Respiratory Syncitial virus
0 Sifat : Sama dengan Parainfluenza virus
0 Virulensi Organisme :
Replikasi respiratory syncytial virus awalnya terjadi di sel epitel
nasofaring. Virus dapat menyebar ke dalam saluran nafas bawah dan
menyebabkan bronkiolitis serta pneumonia. Antigen virus dapat dideteksi
disaluran nafas atas dan didalam sel epitel yang terkelupas. Viremia,
kalaupun terjadi, tergolong jarang.
Masa inkubasi antara pajaran dan awitan penyakit adalah 3-5 hari.
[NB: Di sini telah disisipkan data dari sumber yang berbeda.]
PR #856, opened 2015-02-19
Add Logger delivery method

zacholauson:
Tested against: 1.8.7, 1.9.3, 2.1.5, and 2.2.0

Here is how it looks when an email gets delivered:
screen shot 2015-02-20 at 2 47 01 pm

### DIFF
--- a/lib/mail/network/delivery_methods/stdout.rb
+++ b/lib/mail/network/delivery_methods/stdout.rb
@@ -1,0 +1,26 @@
+require 'mail/check_delivery_params'
+require 'logger'
+
+module Mail
+  class Stdout
+    include Mail::CheckDeliveryParams
+
+    def initialize(values)
+      self.settings = default_settings.merge!(values)
+    end
+
+    attr_accessor :settings
+
+    def deliver!(mail)
+      check_delivery_params(mail)
+      settings[:logger].send(settings[:severity], mail.encoded)
+    end
+
+    private
+
+    def default_settings
+      { :logger => ::Logger.new(STDOUT), :severity => :info }
+    end
+
+  end
+end
--- a/spec/mail/network/delivery_methods/stdout_spec.rb
+++ b/spec/mail/network/delivery_methods/stdout_spec.rb
@@ -1,0 +1,63 @@
+# encoding: utf-8
+require 'spec_helper'
+
+describe "Stdout Delivery Method" do
+
+  before(:each) do
+    # Reset all defaults back to original state
+    Mail.defaults do
+      delivery_method :smtp, { :address              => "localhost",
+                               :port                 => 25,
+                               :domain               => 'localhost.localdomain',
+                               :user_name            => nil,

Pelepasan virus dapat terus terjadi selama 1-3 minggu pada bayi dan anak
kecil, sementara pada orang dewasa hanya 1-2 hari. Titer virus yang tinggi
terdapat dalam sekret saluran nafas anak kecil. Ukuran inokulum merupakan
penentu keberhasilan infeksi yang penting pada orang dewasa (dan
kemungkinan juga pada anak).
Sistem imun yang utuh tampaknya berperan penting meredakan infeksi,
karena penderita yang imunitas berperantara selnya terganggu dapat terus
terinfeksi respiratory syncytial virus dan melepaskan virus selama berbulan-
bulan.
Meski jalan nafas bayi yang sangat muda sempit dan mudah tersumbat
oleh peradangan serta edema, hanya sejumlah kecil bayi muda yang
menderita penyakit respiratory syncytial virus yang berat. Menurut laporan,
kerentanan terhadap bronkiolitis terkait secara genetik dengan
polimorfisme terhadap gen imun alamiah.